Дело, друг, вот в чем…
Тут шофер вполне дружелюбно объяснил мне, в чем дело. Есть два лагеря, сказал он. Лагерь социализма и лагерь капитализма. В этом было все дело.
Я так и не усек, какой из двух лагерей съел польскую ветчину. Но, выйдя из машины, решил больше не ломать над этим голову. Меня ждал Ченстохов, где Матерь Божия оплакивала смерть любимого сына и набожные католики склоняли колена перед одной из главных святынь восточноевропейского католического мира.
Впрочем, до Ченстохова было еще далеко. Шофер следующей попутки тоже начал с обсуждения «подвышки». Он сказал, что в «подвышке» виноваты «корейчики», то есть корейцы. Будь у него бомба, именно на них он бы ее сбросил. Объяснить причину своей ненависти он не мог, но я подумал, что такое и не нужно объяснять. Ненависть необъяснима и возвышенна, как любовь, и польская дорога в тот день была залита ненавистью.
Шофер новой моей попутки, владелец частной мастерской по вулканизации камер, сказал, что немец хорош только мертвый. Это из-за немцев дорожает мясо и распространяются раковые заболевания. Вы заметили, что немцы называют Ворцлав не иначе как Бреслау? Это что же, выходит, что Вроцлав — немецкий город? А вот сегодня газета пишет, что в Ополе недавно откопали избу, и это доказывает, что еще Бог знает когда, еще до немцев, тут была изба…Очень старая…
Я вышел из машины во Бжеге. Здесь была почти Россия. На улице переселенцы-львовяки говорили по-русски, а цыган в млечном баре пел про журавлей:
— Здесь под небом чужим я как гость нежеланный…
Млечный бар лежал на млечном пути, на пути в Россию. Насытившись молочным супом, я стал невольно подтягивать цыгану, и тут только понял, что я определенно люблю цыган. И конечно, люблю переселенцев-львовяков. Люблю этих блондинов-шлензаков и даже выселенных отсюда немцев тоже люблю, во всяком случае — жалею… Молочный суп в Бжеге вернул мне утраченный было гуманизм.

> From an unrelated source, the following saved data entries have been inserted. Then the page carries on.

PR #148, opened 2019-04-22
Release version 1.0.1

jcodybaker:


CHANGELOG.md
```diff
@@ -1,5 +1,7 @@
 ## unreleased
 
+## v1.1.0 - 2019.04.22
```
fatih: nit: should be updated now that we're at 23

Можно было двигаться дальше.
Впрочем, первый же послеобеденный шофер все поставил на свои места. Он сказал, что здесь живут ублюдки и выродки человеческого рода и что выносить этого больше нельзя. Здесь живут ублюдки-шлензаки, которые почти немцы, которые хуже немцев. Это из-за них дорожает мясо и ремилитаризируется Западная Германия, получая мощную военную поддержку от Израиля. Шофер хотел еще добавить что-то о евреях, но моя сомнительная чернявость удержала его, и последнее слово правды задержалось в пути. Зато всю правду о жидах рассказал мне следующий шофер. Главную вину он, впрочем, возлагал не на жидов, а на каких-то кашубов, которые живут на севере Польши и тоже нелюди… Последний мой шофер в тот день говорил об украинцах. С ними все ясно. Они служили в гестапо и пытали польских патриотов. В украинцах все зло, но, поскольку их не так уж много, мой последний шофер был настроен оптимистически и верил в приход светлого будущего, надо только избавиться от украинской скверны…
Когда я вышел в Ченстохове, голова у меня была как чугунная. Я был рад, что дальше можно не ехать. Я шел пешком, в одиночестве.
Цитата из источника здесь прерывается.